- _Activity_
Search the records for "kwargs". Copy every line where it appears.

- _Records for the exercise_
========================

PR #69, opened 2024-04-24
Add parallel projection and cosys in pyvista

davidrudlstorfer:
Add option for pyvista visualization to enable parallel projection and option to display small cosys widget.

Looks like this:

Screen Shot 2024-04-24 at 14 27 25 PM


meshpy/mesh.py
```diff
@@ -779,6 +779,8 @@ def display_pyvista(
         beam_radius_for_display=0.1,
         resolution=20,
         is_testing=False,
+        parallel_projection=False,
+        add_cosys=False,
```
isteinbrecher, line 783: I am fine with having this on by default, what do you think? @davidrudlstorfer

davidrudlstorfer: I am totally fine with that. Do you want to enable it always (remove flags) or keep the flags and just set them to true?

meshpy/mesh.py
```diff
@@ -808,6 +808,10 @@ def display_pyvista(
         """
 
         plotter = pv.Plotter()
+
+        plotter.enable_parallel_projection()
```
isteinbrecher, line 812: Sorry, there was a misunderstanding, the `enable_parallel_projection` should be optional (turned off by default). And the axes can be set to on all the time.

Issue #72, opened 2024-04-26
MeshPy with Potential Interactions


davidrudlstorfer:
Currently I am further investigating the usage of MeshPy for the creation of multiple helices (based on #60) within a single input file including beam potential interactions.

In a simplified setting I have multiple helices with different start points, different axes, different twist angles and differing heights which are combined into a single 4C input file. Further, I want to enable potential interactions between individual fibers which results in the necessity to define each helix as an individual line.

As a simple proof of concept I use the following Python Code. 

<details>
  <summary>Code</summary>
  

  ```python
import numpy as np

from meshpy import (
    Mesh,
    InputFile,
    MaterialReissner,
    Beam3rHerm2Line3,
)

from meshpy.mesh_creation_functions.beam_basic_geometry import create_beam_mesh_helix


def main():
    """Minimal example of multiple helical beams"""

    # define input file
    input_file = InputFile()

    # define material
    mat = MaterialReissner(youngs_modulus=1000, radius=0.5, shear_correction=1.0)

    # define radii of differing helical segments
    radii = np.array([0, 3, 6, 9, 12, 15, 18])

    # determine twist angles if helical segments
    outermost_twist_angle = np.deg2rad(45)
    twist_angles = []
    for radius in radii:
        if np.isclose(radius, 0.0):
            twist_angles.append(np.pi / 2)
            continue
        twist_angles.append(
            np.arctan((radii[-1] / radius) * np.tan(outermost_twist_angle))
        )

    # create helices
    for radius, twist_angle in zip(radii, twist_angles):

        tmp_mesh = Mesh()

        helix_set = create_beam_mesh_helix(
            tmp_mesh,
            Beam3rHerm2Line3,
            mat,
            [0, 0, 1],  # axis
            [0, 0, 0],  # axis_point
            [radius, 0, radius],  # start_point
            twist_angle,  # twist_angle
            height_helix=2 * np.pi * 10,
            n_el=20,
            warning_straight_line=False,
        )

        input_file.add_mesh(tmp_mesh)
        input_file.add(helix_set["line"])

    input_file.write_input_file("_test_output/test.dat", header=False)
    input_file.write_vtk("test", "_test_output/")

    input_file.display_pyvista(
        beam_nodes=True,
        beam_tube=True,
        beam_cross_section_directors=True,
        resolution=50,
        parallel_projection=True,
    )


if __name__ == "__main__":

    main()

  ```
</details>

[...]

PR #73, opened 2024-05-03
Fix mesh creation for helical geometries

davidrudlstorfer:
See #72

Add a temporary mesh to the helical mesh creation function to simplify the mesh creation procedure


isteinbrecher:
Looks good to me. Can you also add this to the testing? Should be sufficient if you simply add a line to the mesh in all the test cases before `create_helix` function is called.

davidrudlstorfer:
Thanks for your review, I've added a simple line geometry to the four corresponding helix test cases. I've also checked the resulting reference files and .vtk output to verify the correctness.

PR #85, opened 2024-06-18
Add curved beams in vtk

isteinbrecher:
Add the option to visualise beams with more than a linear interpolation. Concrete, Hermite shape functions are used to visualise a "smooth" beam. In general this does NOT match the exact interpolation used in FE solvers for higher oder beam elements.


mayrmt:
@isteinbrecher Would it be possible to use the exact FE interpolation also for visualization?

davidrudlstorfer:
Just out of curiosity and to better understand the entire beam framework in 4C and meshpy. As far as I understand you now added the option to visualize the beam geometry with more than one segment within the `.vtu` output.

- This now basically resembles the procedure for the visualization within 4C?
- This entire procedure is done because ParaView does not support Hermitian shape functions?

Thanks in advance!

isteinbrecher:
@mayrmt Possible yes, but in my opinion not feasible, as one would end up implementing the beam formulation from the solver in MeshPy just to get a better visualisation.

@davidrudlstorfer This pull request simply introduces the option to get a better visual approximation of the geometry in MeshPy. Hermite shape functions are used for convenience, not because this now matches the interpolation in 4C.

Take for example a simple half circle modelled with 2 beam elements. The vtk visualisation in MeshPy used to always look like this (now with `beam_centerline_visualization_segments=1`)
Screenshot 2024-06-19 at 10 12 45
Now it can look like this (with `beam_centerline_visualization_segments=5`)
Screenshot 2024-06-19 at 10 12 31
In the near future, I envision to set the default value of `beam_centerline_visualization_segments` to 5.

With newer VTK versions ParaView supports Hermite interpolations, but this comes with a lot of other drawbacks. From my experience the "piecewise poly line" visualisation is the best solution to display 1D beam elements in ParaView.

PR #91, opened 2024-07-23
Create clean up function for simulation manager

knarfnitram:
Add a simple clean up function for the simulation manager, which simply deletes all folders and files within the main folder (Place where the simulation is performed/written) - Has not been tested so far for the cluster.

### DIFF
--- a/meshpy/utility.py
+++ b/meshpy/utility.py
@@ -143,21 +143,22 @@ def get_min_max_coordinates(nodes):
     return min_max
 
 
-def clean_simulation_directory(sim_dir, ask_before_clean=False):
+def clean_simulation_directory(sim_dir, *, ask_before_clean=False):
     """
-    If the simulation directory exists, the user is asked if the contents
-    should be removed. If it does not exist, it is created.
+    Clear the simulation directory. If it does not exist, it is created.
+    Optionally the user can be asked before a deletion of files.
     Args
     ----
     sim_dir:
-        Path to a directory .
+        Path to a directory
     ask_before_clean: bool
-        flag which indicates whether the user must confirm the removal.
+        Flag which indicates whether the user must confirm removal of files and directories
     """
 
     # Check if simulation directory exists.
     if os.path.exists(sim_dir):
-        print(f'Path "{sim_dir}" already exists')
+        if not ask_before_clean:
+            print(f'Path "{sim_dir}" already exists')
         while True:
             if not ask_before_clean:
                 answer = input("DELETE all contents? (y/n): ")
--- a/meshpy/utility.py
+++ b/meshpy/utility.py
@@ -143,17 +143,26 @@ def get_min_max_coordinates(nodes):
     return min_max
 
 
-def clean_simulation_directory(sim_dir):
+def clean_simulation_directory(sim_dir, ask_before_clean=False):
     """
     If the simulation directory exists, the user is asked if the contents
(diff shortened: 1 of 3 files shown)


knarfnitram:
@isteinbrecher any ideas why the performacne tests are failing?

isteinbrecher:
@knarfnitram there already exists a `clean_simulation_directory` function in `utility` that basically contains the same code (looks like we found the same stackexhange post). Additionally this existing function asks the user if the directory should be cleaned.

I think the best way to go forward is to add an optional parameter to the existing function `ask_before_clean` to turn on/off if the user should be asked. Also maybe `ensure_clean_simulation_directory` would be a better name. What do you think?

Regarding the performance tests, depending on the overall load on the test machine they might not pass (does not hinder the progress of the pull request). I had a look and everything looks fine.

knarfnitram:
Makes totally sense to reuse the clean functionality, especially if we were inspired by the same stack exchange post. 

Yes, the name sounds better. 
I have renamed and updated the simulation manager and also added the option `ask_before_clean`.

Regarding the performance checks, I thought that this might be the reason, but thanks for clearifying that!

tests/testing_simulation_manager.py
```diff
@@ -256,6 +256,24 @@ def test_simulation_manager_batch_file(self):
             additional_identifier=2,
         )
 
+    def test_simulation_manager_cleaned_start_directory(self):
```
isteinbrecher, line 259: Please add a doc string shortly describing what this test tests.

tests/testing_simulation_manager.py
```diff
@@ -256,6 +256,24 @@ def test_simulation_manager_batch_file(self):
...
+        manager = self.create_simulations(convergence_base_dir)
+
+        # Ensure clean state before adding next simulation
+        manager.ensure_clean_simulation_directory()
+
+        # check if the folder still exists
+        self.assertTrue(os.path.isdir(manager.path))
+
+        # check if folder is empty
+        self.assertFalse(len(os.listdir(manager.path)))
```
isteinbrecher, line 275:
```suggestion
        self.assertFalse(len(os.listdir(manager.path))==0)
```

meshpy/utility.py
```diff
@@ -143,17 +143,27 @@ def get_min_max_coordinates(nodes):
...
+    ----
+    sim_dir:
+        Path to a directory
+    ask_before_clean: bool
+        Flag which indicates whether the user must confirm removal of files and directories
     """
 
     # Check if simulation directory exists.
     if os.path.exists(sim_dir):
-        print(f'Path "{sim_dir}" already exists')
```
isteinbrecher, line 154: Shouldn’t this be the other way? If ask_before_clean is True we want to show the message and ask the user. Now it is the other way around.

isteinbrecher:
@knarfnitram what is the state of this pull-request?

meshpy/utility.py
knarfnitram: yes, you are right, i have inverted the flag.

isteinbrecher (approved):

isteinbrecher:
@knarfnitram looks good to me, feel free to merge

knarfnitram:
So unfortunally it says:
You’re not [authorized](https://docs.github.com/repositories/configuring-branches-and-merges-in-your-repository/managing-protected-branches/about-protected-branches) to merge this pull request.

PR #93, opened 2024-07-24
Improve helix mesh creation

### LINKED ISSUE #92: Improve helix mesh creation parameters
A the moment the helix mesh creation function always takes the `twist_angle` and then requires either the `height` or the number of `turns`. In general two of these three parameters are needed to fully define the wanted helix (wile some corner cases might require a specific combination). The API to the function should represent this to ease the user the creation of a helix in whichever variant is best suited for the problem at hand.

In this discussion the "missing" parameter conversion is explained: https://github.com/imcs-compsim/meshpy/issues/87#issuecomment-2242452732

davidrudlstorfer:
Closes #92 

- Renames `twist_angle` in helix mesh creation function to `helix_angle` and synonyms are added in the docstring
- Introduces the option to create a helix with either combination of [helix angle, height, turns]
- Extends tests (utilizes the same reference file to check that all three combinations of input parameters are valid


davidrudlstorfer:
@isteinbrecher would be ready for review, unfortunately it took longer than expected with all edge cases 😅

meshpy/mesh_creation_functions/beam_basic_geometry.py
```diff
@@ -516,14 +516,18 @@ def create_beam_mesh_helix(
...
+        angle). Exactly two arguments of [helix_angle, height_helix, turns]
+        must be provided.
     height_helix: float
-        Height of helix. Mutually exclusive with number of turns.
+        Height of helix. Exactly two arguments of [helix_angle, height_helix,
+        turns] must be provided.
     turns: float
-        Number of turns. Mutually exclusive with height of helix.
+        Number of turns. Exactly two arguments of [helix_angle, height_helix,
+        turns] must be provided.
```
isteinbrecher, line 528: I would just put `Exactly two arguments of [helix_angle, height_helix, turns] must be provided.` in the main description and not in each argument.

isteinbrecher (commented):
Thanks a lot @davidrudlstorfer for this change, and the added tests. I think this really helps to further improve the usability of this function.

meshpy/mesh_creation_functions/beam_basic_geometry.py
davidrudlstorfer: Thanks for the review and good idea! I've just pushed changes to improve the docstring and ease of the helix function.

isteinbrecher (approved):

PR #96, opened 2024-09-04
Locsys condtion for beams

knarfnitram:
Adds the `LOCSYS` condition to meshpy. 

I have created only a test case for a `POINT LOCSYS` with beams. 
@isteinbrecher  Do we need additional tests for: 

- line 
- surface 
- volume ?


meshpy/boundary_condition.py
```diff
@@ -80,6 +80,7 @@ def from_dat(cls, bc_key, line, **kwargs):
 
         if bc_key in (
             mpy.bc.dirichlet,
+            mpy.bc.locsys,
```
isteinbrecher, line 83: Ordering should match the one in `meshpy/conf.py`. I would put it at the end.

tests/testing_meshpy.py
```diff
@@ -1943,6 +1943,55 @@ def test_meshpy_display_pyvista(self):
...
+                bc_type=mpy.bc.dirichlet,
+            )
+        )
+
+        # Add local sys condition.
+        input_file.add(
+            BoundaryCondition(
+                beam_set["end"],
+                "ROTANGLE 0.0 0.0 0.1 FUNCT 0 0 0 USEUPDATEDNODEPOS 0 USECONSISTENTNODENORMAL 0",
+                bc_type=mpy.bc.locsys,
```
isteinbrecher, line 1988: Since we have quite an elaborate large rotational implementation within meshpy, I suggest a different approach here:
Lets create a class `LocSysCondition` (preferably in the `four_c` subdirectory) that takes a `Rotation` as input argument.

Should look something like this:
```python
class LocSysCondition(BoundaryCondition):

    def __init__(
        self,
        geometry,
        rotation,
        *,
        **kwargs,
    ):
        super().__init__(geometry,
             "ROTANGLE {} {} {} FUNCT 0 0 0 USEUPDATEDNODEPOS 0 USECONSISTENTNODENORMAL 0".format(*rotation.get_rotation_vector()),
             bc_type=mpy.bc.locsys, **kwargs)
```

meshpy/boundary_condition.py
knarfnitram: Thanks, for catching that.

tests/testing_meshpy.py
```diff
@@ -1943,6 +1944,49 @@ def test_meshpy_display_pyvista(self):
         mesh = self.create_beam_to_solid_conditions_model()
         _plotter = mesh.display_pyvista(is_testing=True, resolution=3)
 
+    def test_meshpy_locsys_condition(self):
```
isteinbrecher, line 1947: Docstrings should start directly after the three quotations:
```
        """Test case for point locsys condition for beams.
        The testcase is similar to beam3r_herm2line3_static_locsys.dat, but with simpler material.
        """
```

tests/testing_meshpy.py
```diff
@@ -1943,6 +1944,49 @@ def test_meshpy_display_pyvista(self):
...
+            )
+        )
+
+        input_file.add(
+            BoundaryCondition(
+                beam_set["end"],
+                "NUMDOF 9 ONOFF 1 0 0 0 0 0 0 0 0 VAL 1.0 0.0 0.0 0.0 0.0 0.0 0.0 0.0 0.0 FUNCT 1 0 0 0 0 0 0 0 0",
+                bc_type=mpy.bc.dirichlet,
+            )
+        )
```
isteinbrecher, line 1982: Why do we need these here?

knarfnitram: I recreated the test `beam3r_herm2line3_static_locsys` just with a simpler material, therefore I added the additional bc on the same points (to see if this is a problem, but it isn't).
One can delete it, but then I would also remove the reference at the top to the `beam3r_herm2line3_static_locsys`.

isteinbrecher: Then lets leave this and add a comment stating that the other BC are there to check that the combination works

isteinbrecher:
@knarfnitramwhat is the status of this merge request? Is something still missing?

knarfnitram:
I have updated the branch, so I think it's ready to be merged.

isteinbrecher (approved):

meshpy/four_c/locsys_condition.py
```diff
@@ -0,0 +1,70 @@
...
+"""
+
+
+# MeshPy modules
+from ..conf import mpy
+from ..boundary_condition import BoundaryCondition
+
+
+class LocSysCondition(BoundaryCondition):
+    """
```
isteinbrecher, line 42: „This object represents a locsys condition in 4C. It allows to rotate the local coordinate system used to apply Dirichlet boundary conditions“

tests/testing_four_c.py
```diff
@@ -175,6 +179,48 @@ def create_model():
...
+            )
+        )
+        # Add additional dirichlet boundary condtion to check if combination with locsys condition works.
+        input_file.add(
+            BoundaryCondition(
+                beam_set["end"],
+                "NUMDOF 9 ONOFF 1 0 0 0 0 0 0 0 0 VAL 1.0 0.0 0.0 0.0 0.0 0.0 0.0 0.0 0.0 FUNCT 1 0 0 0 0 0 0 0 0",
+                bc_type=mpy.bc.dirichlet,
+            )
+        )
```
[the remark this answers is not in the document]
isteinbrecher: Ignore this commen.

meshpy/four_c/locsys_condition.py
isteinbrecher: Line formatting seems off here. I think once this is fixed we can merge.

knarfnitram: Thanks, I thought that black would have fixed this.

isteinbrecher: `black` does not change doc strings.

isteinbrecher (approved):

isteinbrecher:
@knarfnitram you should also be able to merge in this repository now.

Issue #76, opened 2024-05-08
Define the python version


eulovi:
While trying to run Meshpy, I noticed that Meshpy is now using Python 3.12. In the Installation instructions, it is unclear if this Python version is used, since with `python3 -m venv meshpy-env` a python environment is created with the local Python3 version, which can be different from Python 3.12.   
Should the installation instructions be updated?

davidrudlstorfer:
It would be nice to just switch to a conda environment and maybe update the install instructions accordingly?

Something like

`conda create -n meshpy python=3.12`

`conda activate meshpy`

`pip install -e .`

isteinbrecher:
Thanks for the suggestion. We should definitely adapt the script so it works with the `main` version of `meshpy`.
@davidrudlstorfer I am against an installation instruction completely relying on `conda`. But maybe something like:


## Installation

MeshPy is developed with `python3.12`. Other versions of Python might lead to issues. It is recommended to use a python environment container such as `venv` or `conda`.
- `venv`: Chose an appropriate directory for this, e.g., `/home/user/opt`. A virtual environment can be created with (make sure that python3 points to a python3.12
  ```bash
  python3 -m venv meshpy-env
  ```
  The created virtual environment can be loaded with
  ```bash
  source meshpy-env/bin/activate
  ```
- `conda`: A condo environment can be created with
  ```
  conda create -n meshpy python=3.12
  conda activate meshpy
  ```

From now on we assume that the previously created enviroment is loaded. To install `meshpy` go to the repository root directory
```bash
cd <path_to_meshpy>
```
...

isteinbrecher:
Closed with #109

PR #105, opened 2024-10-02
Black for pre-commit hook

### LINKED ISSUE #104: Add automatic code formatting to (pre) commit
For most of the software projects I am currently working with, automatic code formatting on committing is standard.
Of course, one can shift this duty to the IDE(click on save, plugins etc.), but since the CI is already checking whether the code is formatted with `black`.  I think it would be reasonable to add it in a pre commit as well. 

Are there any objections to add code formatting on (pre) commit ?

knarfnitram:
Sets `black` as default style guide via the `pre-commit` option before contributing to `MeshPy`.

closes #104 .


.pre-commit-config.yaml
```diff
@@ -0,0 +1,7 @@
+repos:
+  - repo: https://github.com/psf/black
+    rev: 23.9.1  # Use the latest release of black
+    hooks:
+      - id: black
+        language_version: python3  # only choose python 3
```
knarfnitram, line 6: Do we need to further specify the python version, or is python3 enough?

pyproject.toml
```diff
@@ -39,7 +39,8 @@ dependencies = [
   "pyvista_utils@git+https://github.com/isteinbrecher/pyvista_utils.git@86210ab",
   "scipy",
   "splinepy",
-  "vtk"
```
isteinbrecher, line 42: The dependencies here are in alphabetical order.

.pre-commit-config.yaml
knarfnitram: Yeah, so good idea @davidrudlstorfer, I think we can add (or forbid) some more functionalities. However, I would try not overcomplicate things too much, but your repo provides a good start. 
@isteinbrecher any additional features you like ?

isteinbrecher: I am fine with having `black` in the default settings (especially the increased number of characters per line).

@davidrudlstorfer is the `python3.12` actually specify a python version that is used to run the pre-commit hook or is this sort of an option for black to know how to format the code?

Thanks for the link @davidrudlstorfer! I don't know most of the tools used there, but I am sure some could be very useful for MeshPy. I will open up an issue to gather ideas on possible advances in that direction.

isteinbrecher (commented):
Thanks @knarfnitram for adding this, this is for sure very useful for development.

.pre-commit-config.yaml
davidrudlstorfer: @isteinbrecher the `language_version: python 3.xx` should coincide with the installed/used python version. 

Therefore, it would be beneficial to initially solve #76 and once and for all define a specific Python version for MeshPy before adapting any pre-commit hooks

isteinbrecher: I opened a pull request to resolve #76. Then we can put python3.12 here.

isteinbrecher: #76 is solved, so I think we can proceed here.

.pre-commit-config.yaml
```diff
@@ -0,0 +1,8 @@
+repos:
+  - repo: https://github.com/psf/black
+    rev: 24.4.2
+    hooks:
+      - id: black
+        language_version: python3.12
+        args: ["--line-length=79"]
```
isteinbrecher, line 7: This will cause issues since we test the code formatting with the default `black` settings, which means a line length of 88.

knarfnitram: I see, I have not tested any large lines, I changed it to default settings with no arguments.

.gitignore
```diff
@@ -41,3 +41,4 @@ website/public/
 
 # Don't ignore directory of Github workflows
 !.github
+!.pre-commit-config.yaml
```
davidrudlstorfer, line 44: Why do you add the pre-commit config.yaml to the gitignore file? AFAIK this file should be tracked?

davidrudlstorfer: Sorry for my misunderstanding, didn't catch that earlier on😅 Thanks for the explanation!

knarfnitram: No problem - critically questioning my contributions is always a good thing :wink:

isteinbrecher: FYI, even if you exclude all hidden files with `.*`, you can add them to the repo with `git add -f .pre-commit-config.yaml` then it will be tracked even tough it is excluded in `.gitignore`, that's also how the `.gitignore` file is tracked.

========================

- _Reply_
@@ -80,6 +80,7 @@ def from_dat(cls, bc_key, line, **kwargs):
        **kwargs,
             bc_type=mpy.bc.locsys, **kwargs)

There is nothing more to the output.